The financial institution(s) shall establish a system of internal controls, which shall be documented in writing.  The controls shall be annually reviewed by their auditor and shall be designed to prevent losses of public funds arising from failure to comply with the provisions of the Investment Act, fraud, employee error, misrepresentation by third parties or imprudent actions by employees and officers of the firm.  The financial institution(s) shall at all times have in place a fidelity bond or bonds covering the actions of its employees and officers relating to fraud, theft, dishonesty, and other willful acts which may result in the loss of Convenience Series assets.  Such bond or bonds shall be maintained in amounts not less than $5,000,000 per occurrence and $10,000,000 in the annual aggregate, covering its duties.  The financial institution(s) will also maintain a fidelity bond against employee theft, dishonesty, and related risks, and cover its duties in an amount not less than $10,000,000 in the annual aggregate.

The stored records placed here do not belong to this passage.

PR #11058, opened 2026-02-11
Fix some more macos setup pain

oskirby:
## Description
Some more findings from setting up a new development mac...

The first problem occurs in getting an Apple Development signing certificate is that typically it seems to magically appear through Xcode when you open the Mozilla VPN `.xcodeproj` folder and have signed into your Apple developer account. However, creating an Xcode project fails on `main` right now due to the use of conditionally included sources in the `socksproxy` project.

Then, we continue to experience jankiness in the automated provisioning profile detection. Most notably the algorithm currently just picks the most recent profile that matches the app being signed. But this doens't necessarily select a profile that will install on your machine. So let's further limit the search to profiles that set `ProvisionsAllDevices` to `true` in order to weed out specialized testing profiles.

I should probably update the build docs to talk about how the signing certificates spring into existence while I'm in here...

## Reference

    i.e Jira or Github issue URL

## Checklist
    
### DIFF
--- a/extension/socks5proxy/src/masqueconnection.cpp
+++ b/extension/socks5proxy/src/masqueconnection.cpp
@@ -6,13 +6,13 @@
 
 #ifdef PROXY_MASQUE_ENABLED
 
-#include <QDebug>
-#include <QNetworkDatagram>
-#include <QUdpSocket>
-#include <QUrl>
-#include <QtEndian>
+#  include <QDebug>
+#  include <QNetworkDatagram>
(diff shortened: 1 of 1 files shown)


mcleinman:
Is this ready for review, or should I wait for it to be off draft?

mcleinman (commented):
Thanks. Please update anything needed in `docs/Building/macos.md` as part of this - I don't think it requires any changes, but I only gave that file a quick glance.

14.0     Performance Standards

The Convenience Series; investment strategy is designed so that the Convenience series may maintain a stable $1.00 per share price, although there is no guarantee that it will do so.  The investment portfolio will be managed in accordance with the parameters specified within this policy.  The portfolio shall be designed with the objective of regularly meeting or exceeding the selected performance benchmark of Fed Funds gross of fees.  The index is considered a benchmark for lower risk investment transactions and, therefore, comprises an appropriate standard for the portfolio’s rate of return.

15.0     Reporting

The financial institution(s) shall report to the Board at least quarterly on:

  1. Performance as compared to the benchmark.
  2. Asset allocation and duration as compared to the benchmark.
  3. Any deviation from the guidelines herein established.
  4. Significant changes in the portfolio under their management during the quarter.
  5. Economic and investment outlook for the near and long term.
  6. Monthly purchase and sale transactions.
  7. Any change in key personnel.
16.0     Investment Policy Adoption

The Convenience Series’ investment policy shall be adopted by resolution of the Board.  The policy shall be reviewed annually by the Board and any modifications made thereto must be approved by the Board.